Genetically modified rice varieties developed in China are close to approval for agricultural cultivation and production. However, so far no method has been reported for specific detection of transgenic varieties of this crop. In the present study, rice seeds assumed to consist of field-tested Bt rice ('Anti-pest Shanyou 63' and 'Anti-pest Jinyou 63') were used as reference material to determine transgenic DNA sequences. The transition between the cryIA(b) and cryIA(c) fusion gene and the nopaline synthase terminator (nos) sequence was used to develop a construct-specific real-time PCR based detection method. This Bt rice specific detection system was combined with a recently published quantitative real-time PCR method for the rice-specific (Oryza sativa L.) reference gene gos9. The complete PCR assay for detection of transgenic Bt rice was in-house validated and the limit of quantification was found to be below 0.1% Bt rice relative to the rice content. Application of the PCR assay should allow more precise detection of transgenic rice varieties in imported food products which are so far not approved in the EU.

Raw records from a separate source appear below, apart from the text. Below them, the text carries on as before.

PR #696, opened 2019-02-01
ServerConfig refactoring and enforcement

DKingCN:
Refactor ServerConfig
Enforce MaxConnections limit on NitroxServer
Protect server side with config key ServerPassword (only implemented on server side)

@killzoms mentioned it (MaxConnections) on discord so i guess i need to notify him about this pr.

### DIFF
--- a/NitroxServer/GameLogic/PlayerManager.cs
+++ b/NitroxServer/GameLogic/PlayerManager.cs
@@ -6,6 +6,7 @@ using NitroxModel.Helper;
 using NitroxModel.MultiplayerSession;
 using NitroxModel.Packets;
 using NitroxServer.Communication;
+using NitroxServer.ConfigParser;
 using NitroxServer.GameLogic.Players;
 using NitroxServer.UnityStubs;
 
@@ -16,12 +17,14 @@ namespace NitroxServer.GameLogic
     {
         private readonly Dictionary<Connection, ConnectionAssets> assetsByConnection = new Dictionary<Connection, ConnectionAssets>();
         private readonly PlayerData playerData;
+        private readonly ServerConfig serverConfig;
         private readonly Dictionary<string, PlayerContext> reservations = new Dictionary<string, PlayerContext>();
         private readonly HashSet<string> reservedPlayerNames = new HashSet<string>();
 
-        public PlayerManager(PlayerData playerData)
+        public PlayerManager(PlayerData playerData, ServerConfig serverConfig)
         {
             this.playerData = playerData;
+            this.serverConfig = serverConfig;
         }
 
         public List<Player> GetPlayers()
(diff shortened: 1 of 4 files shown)


NitroxServer/GameLogic/PlayerManager.cs
```diff
@@ -40,24 +43,35 @@ public List<Player> GetPlayers()
...
             {
-                ConnectionAssets assetPackage;
-                assetsByConnection.TryGetValue(connection, out assetPackage);
+                // TODO: ServerPassword in NitroxClient
 
-                if (assetPackage == null)
-                {
-                    assetPackage = new ConnectionAssets();
-                    assetsByConnection.Add(connection, assetPackage);
+                if (serverConfig.ServerPassword != "" && (authenticationContext.ServerPassword.IsEmpty() || (authenticationContext.ServerPassword.Get() != serverConfig.ServerPassword)))
```
MadMaxOfYore: Can you look into what it would take to simply hash the password rather than ship it around in plain text? This is the kind of stuff that kiddos love to exploit simply for the sake of doing so...

NitroxServer/Serialization/ServerConfig.cs
```diff
@@ -166,13 +50,50 @@ public string GenerateRandomString(int size, bool lowerCase)
...
             Configuration config = ConfigurationManager.OpenExeConfiguration(ConfigurationUserLevel.None);
-            config.AppSettings.Settings[DEFAULT_PASSWORD_SETTING].Value = pw;
+            config.AppSettings.Settings[serverAdminPasswordSetting.Name].Value = pw;
             config.Save(ConfigurationSaveMode.Modified);
 
             ConfigurationManager.RefreshSection("appSettings");
         }
+    }
+    
+    internal class ServerConfigItem<T>
```
MadMaxOfYore: This needs to be in its own file.

DKingCN: It was actually nested in ServerConfig till i pull it out. Do we have too extract every helper class? I dont have much experience on teamwork or huge project but as i can see, too much files of internal helper class will just mess devs minds up.

MadMaxOfYore: Nah, most devs use the search facilities within the IDE to find the code they are looking for. I think the default hotkey for VS is pressing sift twice, then you can just type the name of the class you want. Trying to solve the problem of solution clutter in any other way never scales well. 

I don't think that will be too much of a problem here though. It looks like those classes are in their small namespace anyways.

NitroxServer/GameLogic/PlayerManager.cs
MadMaxOfYore: Very well, we just need to encourage people to not use a password that they use anywhere else. Putting this out there amounts to us encouraging them to store their password in clear text on their hard drive - which is borderline irresponsible on our part.

I can take a look at it at a later time. I don't see any good of holding the process up on this unless SR feels differently.

NitroxServer/Serialization/ServerConfig.cs
DKingCN: ok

机译:中国开发的转基因水稻品种已接近批准用于农业种植和生产。但是,到目前为止,还没有报道专门检测这种农作物转基因品种的方法。在本研究中,假定由经过实地测试的Bt水稻组成的水稻种子(“ Anti-Pest Shanyou 63”和“ Anti-Pest Jinyou 63”)用作确定转基因DNA序列的参考材料。利用cryIA(b)和cryIA(c)融合基因与胭脂碱合酶终止子(nos)序列之间的过渡来开发基于构建体的实时PCR检测方法。该Bt水稻特异检测系统与最近发布的针对水稻特异(Oryza sativa L.)参考基因gos9的定量实时PCR方法结合使用。内部验证了用于检测转基因Bt水稻的完整PCR分析方法,发现定量限相对于大米含量低于0.1%Bt水稻。 PCR检测方法的应用应允许更精确地检测进口食品中的转基因水稻品种,而到目前为止,欧盟尚未批准该品种。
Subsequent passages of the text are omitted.